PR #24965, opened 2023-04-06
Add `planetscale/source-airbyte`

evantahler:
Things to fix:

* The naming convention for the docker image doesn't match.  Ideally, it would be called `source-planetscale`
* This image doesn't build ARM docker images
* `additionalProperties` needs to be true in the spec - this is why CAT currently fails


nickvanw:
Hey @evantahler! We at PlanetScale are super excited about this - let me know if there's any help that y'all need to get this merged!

• • • • •

| WORK TO BE COMPLETED |
Reading through the records above, report each line in which the string "image" is found.

| RESPONSE FOR THIS EXERCISE |
* The naming convention for the docker image doesn't match.  Ideally, it would be called `source-planetscale`
* This image doesn't build ARM docker images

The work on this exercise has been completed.